Check each line of the records below for the word "command" and copy those where it appears.

** Opening Records for the exercise block **

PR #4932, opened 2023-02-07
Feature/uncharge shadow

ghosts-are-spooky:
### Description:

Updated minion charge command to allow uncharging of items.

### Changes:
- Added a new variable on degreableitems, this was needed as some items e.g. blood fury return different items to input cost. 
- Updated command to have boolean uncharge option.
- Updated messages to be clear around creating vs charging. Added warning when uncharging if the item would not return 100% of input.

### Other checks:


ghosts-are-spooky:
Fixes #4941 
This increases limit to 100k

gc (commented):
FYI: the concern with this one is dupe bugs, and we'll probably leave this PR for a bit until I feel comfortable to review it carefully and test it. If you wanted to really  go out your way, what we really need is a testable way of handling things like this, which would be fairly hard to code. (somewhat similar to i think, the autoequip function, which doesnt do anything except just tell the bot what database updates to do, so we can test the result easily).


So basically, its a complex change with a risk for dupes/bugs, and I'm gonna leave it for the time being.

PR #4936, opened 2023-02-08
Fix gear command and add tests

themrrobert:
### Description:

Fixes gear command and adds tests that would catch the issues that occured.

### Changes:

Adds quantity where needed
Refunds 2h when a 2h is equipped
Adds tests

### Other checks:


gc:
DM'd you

** Closing Records for the exercise block **
** Opening Records for the exercise block **

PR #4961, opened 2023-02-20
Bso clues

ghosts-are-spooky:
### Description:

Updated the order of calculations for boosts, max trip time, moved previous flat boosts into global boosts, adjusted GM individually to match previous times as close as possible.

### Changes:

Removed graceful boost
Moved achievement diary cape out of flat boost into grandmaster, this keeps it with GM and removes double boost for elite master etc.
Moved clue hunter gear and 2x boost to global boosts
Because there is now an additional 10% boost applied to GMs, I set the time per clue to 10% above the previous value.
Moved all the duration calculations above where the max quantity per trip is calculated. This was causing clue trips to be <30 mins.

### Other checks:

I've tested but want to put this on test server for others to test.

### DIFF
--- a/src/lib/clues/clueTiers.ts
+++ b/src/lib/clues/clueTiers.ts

** Closing Records for the exercise block **

Task solution:
Updated minion charge command to allow uncharging of items.
- Updated command to have boolean uncharge option.
Fix gear command and add tests
Fixes gear command and adds tests that would catch the issues that occured.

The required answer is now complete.